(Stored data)

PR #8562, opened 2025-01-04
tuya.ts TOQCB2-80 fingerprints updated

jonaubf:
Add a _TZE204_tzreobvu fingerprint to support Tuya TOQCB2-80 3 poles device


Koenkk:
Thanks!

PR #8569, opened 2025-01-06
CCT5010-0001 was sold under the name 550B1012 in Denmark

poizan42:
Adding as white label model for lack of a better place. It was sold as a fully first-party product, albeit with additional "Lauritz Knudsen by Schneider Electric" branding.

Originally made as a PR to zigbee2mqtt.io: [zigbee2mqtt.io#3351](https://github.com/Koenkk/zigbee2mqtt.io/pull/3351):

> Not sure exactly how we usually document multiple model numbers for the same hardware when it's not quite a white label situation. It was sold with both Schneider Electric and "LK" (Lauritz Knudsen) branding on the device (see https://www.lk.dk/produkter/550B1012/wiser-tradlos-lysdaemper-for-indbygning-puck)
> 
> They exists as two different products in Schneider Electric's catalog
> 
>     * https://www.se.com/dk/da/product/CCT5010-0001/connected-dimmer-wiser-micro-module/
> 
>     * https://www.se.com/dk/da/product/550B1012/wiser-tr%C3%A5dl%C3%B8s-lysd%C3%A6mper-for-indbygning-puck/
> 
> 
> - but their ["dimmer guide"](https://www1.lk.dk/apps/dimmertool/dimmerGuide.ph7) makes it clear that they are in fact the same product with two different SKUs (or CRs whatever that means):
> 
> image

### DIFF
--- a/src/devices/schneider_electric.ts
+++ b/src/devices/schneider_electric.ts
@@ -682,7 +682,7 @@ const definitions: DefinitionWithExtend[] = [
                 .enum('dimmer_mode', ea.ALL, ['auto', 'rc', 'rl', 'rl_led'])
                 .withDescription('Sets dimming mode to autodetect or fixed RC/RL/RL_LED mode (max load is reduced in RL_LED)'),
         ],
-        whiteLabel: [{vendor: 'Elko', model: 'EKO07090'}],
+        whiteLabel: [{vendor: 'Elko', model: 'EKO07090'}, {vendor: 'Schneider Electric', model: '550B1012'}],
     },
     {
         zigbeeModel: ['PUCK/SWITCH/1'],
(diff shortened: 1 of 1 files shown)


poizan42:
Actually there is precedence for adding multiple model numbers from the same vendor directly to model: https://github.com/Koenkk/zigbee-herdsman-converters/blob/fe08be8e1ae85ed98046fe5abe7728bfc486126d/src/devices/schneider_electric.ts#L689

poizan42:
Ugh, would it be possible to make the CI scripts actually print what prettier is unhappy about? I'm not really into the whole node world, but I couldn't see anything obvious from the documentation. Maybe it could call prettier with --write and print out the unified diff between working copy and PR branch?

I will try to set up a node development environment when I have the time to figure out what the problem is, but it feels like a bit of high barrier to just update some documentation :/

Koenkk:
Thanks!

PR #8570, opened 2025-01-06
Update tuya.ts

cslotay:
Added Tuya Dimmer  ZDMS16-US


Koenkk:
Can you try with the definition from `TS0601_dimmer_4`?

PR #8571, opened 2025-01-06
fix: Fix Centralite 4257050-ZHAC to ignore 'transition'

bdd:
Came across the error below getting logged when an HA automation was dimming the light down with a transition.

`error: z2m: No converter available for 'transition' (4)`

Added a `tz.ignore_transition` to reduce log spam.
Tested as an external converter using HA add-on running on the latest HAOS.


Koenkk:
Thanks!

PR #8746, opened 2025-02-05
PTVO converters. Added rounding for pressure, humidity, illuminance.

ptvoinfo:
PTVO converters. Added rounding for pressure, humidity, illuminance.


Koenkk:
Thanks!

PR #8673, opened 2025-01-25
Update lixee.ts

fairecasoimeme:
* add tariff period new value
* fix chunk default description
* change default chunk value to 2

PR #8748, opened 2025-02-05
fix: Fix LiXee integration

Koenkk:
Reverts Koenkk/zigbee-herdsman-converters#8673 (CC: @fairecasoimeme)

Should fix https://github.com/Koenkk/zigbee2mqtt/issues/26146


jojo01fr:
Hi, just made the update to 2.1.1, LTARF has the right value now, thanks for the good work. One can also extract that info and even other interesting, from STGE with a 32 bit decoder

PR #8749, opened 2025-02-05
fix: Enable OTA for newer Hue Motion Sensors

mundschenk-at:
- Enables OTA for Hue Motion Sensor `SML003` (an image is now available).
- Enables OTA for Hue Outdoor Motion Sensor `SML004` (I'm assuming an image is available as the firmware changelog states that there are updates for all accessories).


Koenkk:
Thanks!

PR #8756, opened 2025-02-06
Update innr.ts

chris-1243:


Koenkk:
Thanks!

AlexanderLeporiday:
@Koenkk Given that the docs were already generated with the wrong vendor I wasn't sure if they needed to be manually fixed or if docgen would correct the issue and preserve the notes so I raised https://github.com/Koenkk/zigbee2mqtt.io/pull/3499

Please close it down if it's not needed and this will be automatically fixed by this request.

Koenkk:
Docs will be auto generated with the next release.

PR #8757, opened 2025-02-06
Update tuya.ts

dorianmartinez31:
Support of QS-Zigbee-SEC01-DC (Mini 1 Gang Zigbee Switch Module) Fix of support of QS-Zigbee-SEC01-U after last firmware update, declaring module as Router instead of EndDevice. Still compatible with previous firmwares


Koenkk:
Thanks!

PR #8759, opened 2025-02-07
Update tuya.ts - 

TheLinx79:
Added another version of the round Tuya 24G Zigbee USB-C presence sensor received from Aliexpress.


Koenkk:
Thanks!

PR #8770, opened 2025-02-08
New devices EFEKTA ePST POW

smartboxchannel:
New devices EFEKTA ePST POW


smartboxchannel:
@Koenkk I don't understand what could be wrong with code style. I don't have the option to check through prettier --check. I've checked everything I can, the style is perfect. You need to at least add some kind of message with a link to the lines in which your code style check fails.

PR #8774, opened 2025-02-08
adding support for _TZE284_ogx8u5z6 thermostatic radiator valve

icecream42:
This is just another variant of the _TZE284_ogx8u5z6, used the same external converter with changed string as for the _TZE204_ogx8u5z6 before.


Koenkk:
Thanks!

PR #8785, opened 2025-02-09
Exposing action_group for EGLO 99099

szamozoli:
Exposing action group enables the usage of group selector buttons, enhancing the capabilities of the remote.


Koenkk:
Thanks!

TASK PROMPT: Recopy the entries above exactly, with every line included.

YOUR SOLUTION:
PR #8562, opened 2025-01-04
tuya.ts TOQCB2-80 fingerprints updated

jonaubf:
Add a _TZE204_tzreobvu fingerprint to support Tuya TOQCB2-80 3 poles device


Koenkk:
Thanks!

PR #8569, opened 2025-01-06
CCT5010-0001 was sold under the name 550B1012 in Denmark

poizan42:
Adding as white label model for lack of a better place. It was sold as a fully first-party product, albeit with additional "Lauritz Knudsen by Schneider Electric" branding.

Originally made as a PR to zigbee2mqtt.io: [zigbee2mqtt.io#3351](https://github.com/Koenkk/zigbee2mqtt.io/pull/3351):

> Not sure exactly how we usually document multiple model numbers for the same hardware when it's not quite a white label situation. It was sold with both Schneider Electric and "LK" (Lauritz Knudsen) branding on the device (see https://www.lk.dk/produkter/550B1012/wiser-tradlos-lysdaemper-for-indbygning-puck)
> 
> They exists as two different products in Schneider Electric's catalog
> 
>     * https://www.se.com/dk/da/product/CCT5010-0001/connected-dimmer-wiser-micro-module/
> 
>     * https://www.se.com/dk/da/product/550B1012/wiser-tr%C3%A5dl%C3%B8s-lysd%C3%A6mper-for-indbygning-puck/
> 
> 
> - but their ["dimmer guide"](https://www1.lk.dk/apps/dimmertool/dimmerGuide.ph7) makes it clear that they are in fact the same product with two different SKUs (or CRs whatever that means):
> 
> image

### DIFF
--- a/src/devices/schneider_electric.ts
+++ b/src/devices/schneider_electric.ts
@@ -682,7 +682,7 @@ const definitions: DefinitionWithExtend[] = [
                 .enum('dimmer_mode', ea.ALL, ['auto', 'rc', 'rl', 'rl_led'])
                 .withDescription('Sets dimming mode to autodetect or fixed RC/RL/RL_LED mode (max load is reduced in RL_LED)'),
         ],
-        whiteLabel: [{vendor: 'Elko', model: 'EKO07090'}],
+        whiteLabel: [{vendor: 'Elko', model: 'EKO07090'}, {vendor: 'Schneider Electric', model: '550B1012'}],
     },
     {
         zigbeeModel: ['PUCK/SWITCH/1'],
(diff shortened: 1 of 1 files shown)


poizan42:
Actually there is precedence for adding multiple model numbers from the same vendor directly to model: https://github.com/Koenkk/zigbee-herdsman-converters/blob/fe08be8e1ae85ed98046fe5abe7728bfc486126d/src/devices/schneider_electric.ts#L689

poizan42:
Ugh, would it be possible to make the CI scripts actually print what prettier is unhappy about? I'm not really into the whole node world, but I couldn't see anything obvious from the documentation. Maybe it could call prettier with --write and print out the unified diff between working copy and PR branch?

I will try to set up a node development environment when I have the time to figure out what the problem is, but it feels like a bit of high barrier to just update some documentation :/

Koenkk:
Thanks!

PR #8570, opened 2025-01-06
Update tuya.ts

cslotay:
Added Tuya Dimmer  ZDMS16-US


Koenkk:
Can you try with the definition from `TS0601_dimmer_4`?

PR #8571, opened 2025-01-06
fix: Fix Centralite 4257050-ZHAC to ignore 'transition'

bdd:
Came across the error below getting logged when an HA automation was dimming the light down with a transition.

`error: z2m: No converter available for 'transition' (4)`

Added a `tz.ignore_transition` to reduce log spam.
Tested as an external converter using HA add-on running on the latest HAOS.


Koenkk:
Thanks!

PR #8746, opened 2025-02-05
PTVO converters. Added rounding for pressure, humidity, illuminance.

ptvoinfo:
PTVO converters. Added rounding for pressure, humidity, illuminance.


Koenkk:
Thanks!

PR #8673, opened 2025-01-25
Update lixee.ts

fairecasoimeme:
* add tariff period new value
* fix chunk default description
* change default chunk value to 2

PR #8748, opened 2025-02-05
fix: Fix LiXee integration

Koenkk:
Reverts Koenkk/zigbee-herdsman-converters#8673 (CC: @fairecasoimeme)

Should fix https://github.com/Koenkk/zigbee2mqtt/issues/26146


jojo01fr:
Hi, just made the update to 2.1.1, LTARF has the right value now, thanks for the good work. One can also extract that info and even other interesting, from STGE with a 32 bit decoder

PR #8749, opened 2025-02-05
fix: Enable OTA for newer Hue Motion Sensors

mundschenk-at:
- Enables OTA for Hue Motion Sensor `SML003` (an image is now available).
- Enables OTA for Hue Outdoor Motion Sensor `SML004` (I'm assuming an image is available as the firmware changelog states that there are updates for all accessories).


Koenkk:
Thanks!

PR #8756, opened 2025-02-06
Update innr.ts

chris-1243:


Koenkk:
Thanks!

AlexanderLeporiday:
@Koenkk Given that the docs were already generated with the wrong vendor I wasn't sure if they needed to be manually fixed or if docgen would correct the issue and preserve the notes so I raised https://github.com/Koenkk/zigbee2mqtt.io/pull/3499

Please close it down if it's not needed and this will be automatically fixed by this request.

Koenkk:
Docs will be auto generated with the next release.

PR #8757, opened 2025-02-06
Update tuya.ts

dorianmartinez31:
Support of QS-Zigbee-SEC01-DC (Mini 1 Gang Zigbee Switch Module) Fix of support of QS-Zigbee-SEC01-U after last firmware update, declaring module as Router instead of EndDevice. Still compatible with previous firmwares


Koenkk:
Thanks!

PR #8759, opened 2025-02-07
Update tuya.ts - 

TheLinx79:
Added another version of the round Tuya 24G Zigbee USB-C presence sensor received from Aliexpress.


Koenkk:
Thanks!

PR #8770, opened 2025-02-08
New devices EFEKTA ePST POW

smartboxchannel:
New devices EFEKTA ePST POW


smartboxchannel:
@Koenkk I don't understand what could be wrong with code style. I don't have the option to check through prettier --check. I've checked everything I can, the style is perfect. You need to at least add some kind of message with a link to the lines in which your code style check fails.

PR #8774, opened 2025-02-08
adding support for _TZE284_ogx8u5z6 thermostatic radiator valve

icecream42:
This is just another variant of the _TZE284_ogx8u5z6, used the same external converter with changed string as for the _TZE204_ogx8u5z6 before.


Koenkk:
Thanks!

PR #8785, opened 2025-02-09
Exposing action_group for EGLO 99099

szamozoli:
Exposing action group enables the usage of group selector buttons, enhancing the capabilities of the remote.


Koenkk:
Thanks!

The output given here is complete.